I froze, his hand burning my skin where it touched me, and shook my head slowly. When his hand dropped, I took the glass he’d poured for me, my hand shaking, and lifted it to my lips. One sip. Two sips. Our gazes holding onto each other like we were drowning and saving each other at the same time.

“Now you can ask.”

I cleared my throat and tried very hard to keep my voice steady. “Is it so hard to believe I’d want to go to LA and try to get into the movies?”

“No,” he said. “I think you’d be brilliant at it. You’re beautiful enough for it. And you’ve got a smile they would kill for there.”

That dropping/climbing feeling in my stomach increased by about one hundred. “You think I’m beautiful?”

“I think you’re the most beautiful thing I’ve ever seen,” he whispered. “And I’m positive that I’ve never said that to any girl before. I’ve never even thought that about a girl before.”

I was going to melt. Or explode. Or have a stroke.

And if I died from a stroke right now, it would be completely worth it.

“Oh please. I bet you say that to all the girls. It’s probably a line from one of your songs.”

“It’s not. I don’t write love songs. I don’t have the emotions for it. I didn’t even think I had—”

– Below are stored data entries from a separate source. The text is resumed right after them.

PR #2, opened 2021-03-25
PrimePY: using array slicing

jannekotka:
Changed to use array slicing and numpy. Increases perf
by 20x

Signed-off-by: Janne Kotka <lekonna@gmail.com>

### DIFF
--- a/PrimeSievePY/PrimePY.py
+++ b/PrimeSievePY/PrimePY.py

He stopped himself, his teeth pulling at his lip and his eyes torn. Something moved behind them and I wondered if he was going to change his mind. Tell me I wasn’t actually beautiful. Or interesting or funny or sunshiny.

Instead, he moved forward, took my face in his hands, and pressed his lips to mine, claiming me like I was the most precious thing in the world. Like he couldn’t go one more second without a taste of me.

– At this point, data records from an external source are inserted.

PR #4, opened 2021-03-25
Make C# almost twice faster

EgorBo:
A few peephole optimizations:

`x % 2 == 0` to `x % 1 == 0` - there is a PR to .NET jit for it but it's still not landed yet.

`AggressiveInlining` shouldn't be needed there with PGO-based inlining but it's not enabled by default.

Before:
```
4650 passes
```
After:
```
8732 passes
```

### DIFF
--- a/PrimeSieveCS/PrimeCS.cs
+++ b/PrimeSieveCS/PrimeCS.cs
@@ -5,6 +5,7 @@
 using System;
 using System.Collections;
 using System.Collections.Generic;
+using System.Runtime.CompilerServices;
 
 namespace PrimeSieveCS
 {
@@ -48,21 +49,23 @@ namespace PrimeSieveCS
                 return false;
             }
 
+            [MethodImpl(MethodImplOptions.AggressiveInlining)]
             private bool GetBit(int index)
             {
-                if (index % 2 == 0)
+                if ((index & 1) == 0)
                     return false;
-                return bitArray[index / 2];
+                return bitArray[(int)((uint)index / 2)];
             }
 
+            [MethodImpl(MethodImplOptions.AggressiveInlining)]
             private void ClearBit(int index)
             {
-                if (index % 2 == 0)
+                if ((index & 1) == 0)
                 {
                     Console.WriteLine("You are setting even bits, which is sub-optimal");
                     return;
                 }
-                bitArray[index / 2] = false;      
+                bitArray[(int)((uint)index / 2)] = false;      
             }
 
             // primeSieve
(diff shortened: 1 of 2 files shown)


PrimeSieveCS/PrimeCS.cs
```diff
@@ -48,21 +49,23 @@ public bool validateResults()
...
             private void ClearBit(int index)
             {
-                if (index % 2 == 0)
+                if ((index & 1) == 0)
                 {
                     Console.WriteLine("You are setting even bits, which is sub-optimal");
                     return;
                 }
-                bitArray[index / 2] = false;      
+                bitArray[(int)((uint)index / 2)] = false;
```
eitanhs, line 68: @EgorBo out of curiosity, why not simply do bit shift in the first place? wouldn't that be faster than this two casts?

```suggestion
                bitArray[index >> 1] = false;      
```

Kinematics:
> A few peephole optimizations:
> 
> `x % 2 == 0` to `x % 1 == 0` - there is a PR to .NET jit for it but it's still not landed yet.

What is the above optimization supposed to do?  As far as I can tell, `x % 1` will always be 0, so it will never be useful in the algorithm.

Ahhh. Looked at the code, and it's not `x % 1`, it's `x & 1`.

For comparisons (on my machine):
* Current repo: 2700 loops in 5 seconds
* Fix `factor * 3` to `factor * factor`: 2800 loops in 5 seconds
* Clean rewrite of the entire codebase (so it doesn't look like a C++ copy/paste), but still using basically the same algorithm: 3080-3090 loops in 5 seconds
* Change from `/2` to `>>1`: 3110-3120 loops in 5 seconds (1% improvement)
* * Note: The real problem in the original was the unnecessary typecasting, which is about a 4% loss (~2960 loops).
* Get rid of the check that does a `Console.Writeline` in the `ClearBit` function (since it's only there for debug purposes): 3660 loops in 5 seconds (17% improvement)
* Apply the `&1` peephole optimization: 3620-3630 loops in 5 seconds. About a 1% loss.
* Once I got rid of the `Console.Writeline` code, `AggressiveInlining` had no effect.

Assuming you were running at 10 seconds instead of 5 (because of inconsistent project values), your 4650 would be 2325. My 2700 on the current repo is 16% above that. Scaling my 3660 down by that amount would put it at 3150. That's far below the 4316 (adjusted to 5 seconds) you claim.  However I can't imagine those small changes having that large of an effect.

The aggressive inlining you added probably had the same effect as my removal of the `Console.Writeline` code, since I saw a similar benefit when I tried that initially.

This needs more investigation as to where that extra speed is coming from.

rbergen:
I'm closing this because we've merged #6. `AggressiveInlining` has been applied there, and any performance gain from turning `x % 2` to `x & 1` has been improved upon by not even evaluating the expression in Release builds.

I opened my mouth in a gasp and he slid his tongue between my lips like he’d been planning it, and in that moment I forgot everything. I forgot Anna in the other room and the fact that we’d driven hours to follow a tour, like groupies who had nothing better to do. The contract flew right out of my mind.

All I could feel, all I could think of, was Rivers Shine and the sensation of his hands on my skin and his lips on mine, the energy humming between us like we were magnets that couldn’t do anything other than come together. And God help me, I responded. I grabbed the front of his shirt and pulled him toward me, groaning at the contact, and suddenly the kiss turned frantic, all tongues and teeth and growling need. His hands wrapped around the back of my head and tangled in my hair, pulling it and forcing my face up to take him even deeper.

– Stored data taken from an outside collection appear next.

PR #5, opened 2021-03-25
Use stopwatch instead of DateTime.UtcNow and use string interpolation

tHeCh0s3n0n3:
There is a slight performance increase when using stopwatch.


GieltjE:
Might be more than we are guessing, we have been avoiding it like the plague for even simple applications for a long, long time.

And holy shit, if I’d thought my heart was going to explode before, I hadn’t had one single clue. Rivers was practically boiling, his hands supporting my head as he pushed against me and I was flying, so caught up in the moment that I didn’t even remember whether we were still earthbound.

When he slid his hands underneath my legs and stood, lifting me up with him, I gasped and wrapped my arms around his neck. He chuckled into my mouth but didn’t stop kissing me, though his mouth was now curved in a smile that I thought must be both sly and self-satisfied.